About this task
All lines between the one holding "to be queried" and the end of the material below, both ends included, should be restated exactly.
=== Begin Enclosure ===
PR #441, opened 2020-07-09
Implement Wizard Bladesinger Bladesong

### LINKED ISSUE #436: [Request] Add Wizard (Bladesinger) Bladesong-options, similar to how you implemented a Barbarian's rage

Aeristoka:
Fixes #436

Still could use a query for the Concentration check Constitution Save
Leaving that to @kakaroto

### DIFF
--- a/src/common/settings.js
+++ b/src/common/settings.js
@@ -452,6 +452,12 @@ const character_settings = {
         "description": "Unleash your divine soul to deal extra radiant damage equal to your level.",
         "type": "bool",
         "default": false
+    },
+    "wizard-bladesong": {
+        "title": "Wizard: Bladesong",
+        "description": "Activate your Bladesong and make your weapon sing with magic",
+        "type": "bool",
+        "default": false
     }
 }
 
--- a/src/dndbeyond/content-scripts/character.js
+++ b/src/dndbeyond/content-scripts/character.js
@@ -32,6 +32,9 @@ function rollSkillCheck(paneClass) {
             (character.hasClassFeature("Giant Might") && character.getSetting("fighter-giant-might", false)))) {
         roll_properties["advantage"] = RollType.OVERRIDE_ADVANTAGE;
     }
+    if (skill_name == "Acrobatics" && character.hasClassFeature("Bladesong") && character.getSetting("wizard-bladesong", false)) {
+        roll_properties["advantage"] = RollType.OVERRIDE_ADVANTAGE;
+    }
     // Set Reliable Talent flag if character has the feature and skill is proficient/expertise or a custom skill that needs to be queried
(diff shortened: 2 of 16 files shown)


src/common/settings.js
=== End Enclosure ===
Solved exercise
     // Set Reliable Talent flag if character has the feature and skill is proficient/expertise or a custom skill that needs to be queried
(diff shortened: 2 of 16 files shown)


src/common/settings.js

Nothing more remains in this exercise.